> **Work instruction**
Copy down all of the data underneath, exactly as shown.

> **Data shown**
PR #4747, opened 2026-02-04
whatsApp forms: Update WhatsApp form sync logic to include description in revision updates

priyanshu6238:
## Description

Since Meta does not include the description in the response when extracting each form, we will explicitly insert the description from the existing form before updating the value.

### DIFF
--- a/lib/glific/whatsapp_forms.ex
+++ b/lib/glific/whatsapp_forms.ex
@@ -267,7 +267,6 @@ defmodule Glific.WhatsappForms do
       name: form["name"],
       status: normalize_status(form["status"]),
       categories: normalize_categories(form["categories"]),
-      description: Map.get(form, "description", ""),
       meta_flow_id: form["id"],
       definition: form_json,
       organization_id: organization_id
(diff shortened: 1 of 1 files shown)


lib/glific/whatsapp_forms.ex
shijithkjayan: This is why the description is lost. If `form` doesn't have description we set it to empty string

priyanshu6238: Fixed: https://github.com/glific/glific/pull/4747/changes/ee2bcdc5491a66e1985e4a518e28168e0e5d8126

lib/glific/whatsapp_forms.ex
```diff
@@ -267,7 +267,6 @@ defmodule Glific.WhatsappForms do
       name: form["name"],
       status: normalize_status(form["status"]),
       categories: normalize_categories(form["categories"]),
-      description: Map.get(form, "description", ""),
```
shijithkjayan, line 270: Can you check why this `form` doesn't have the description? - Ideally it should have the description

priyanshu6238: what do you mean  by why this form doesn't have the description? the response from the api doesn't have the description inside it.

shijithkjayan: The `form` variable is the current form in the DB. It should have a description

priyanshu6238: The form variable  in the function is the metadata we receive from Meta in the above function  , it doesn't include the description inside it .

> **Exercise result**
PR #4747, opened 2026-02-04
whatsApp forms: Update WhatsApp form sync logic to include description in revision updates

priyanshu6238:
## Description

Since Meta does not include the description in the response when extracting each form, we will explicitly insert the description from the existing form before updating the value.

### DIFF
--- a/lib/glific/whatsapp_forms.ex
+++ b/lib/glific/whatsapp_forms.ex
@@ -267,7 +267,6 @@ defmodule Glific.WhatsappForms do
       name: form["name"],
       status: normalize_status(form["status"]),
       categories: normalize_categories(form["categories"]),
-      description: Map.get(form, "description", ""),
       meta_flow_id: form["id"],
       definition: form_json,
       organization_id: organization_id
(diff shortened: 1 of 1 files shown)


lib/glific/whatsapp_forms.ex
shijithkjayan: This is why the description is lost. If `form` doesn't have description we set it to empty string

priyanshu6238: Fixed: https://github.com/glific/glific/pull/4747/changes/ee2bcdc5491a66e1985e4a518e28168e0e5d8126

lib/glific/whatsapp_forms.ex
```diff
@@ -267,7 +267,6 @@ defmodule Glific.WhatsappForms do
       name: form["name"],
       status: normalize_status(form["status"]),
       categories: normalize_categories(form["categories"]),
-      description: Map.get(form, "description", ""),
```
shijithkjayan, line 270: Can you check why this `form` doesn't have the description? - Ideally it should have the description

priyanshu6238: what do you mean  by why this form doesn't have the description? the response from the api doesn't have the description inside it.

shijithkjayan: The `form` variable is the current form in the DB. It should have a description

priyanshu6238: The form variable  in the function is the metadata we receive from Meta in the above function  , it doesn't include the description inside it .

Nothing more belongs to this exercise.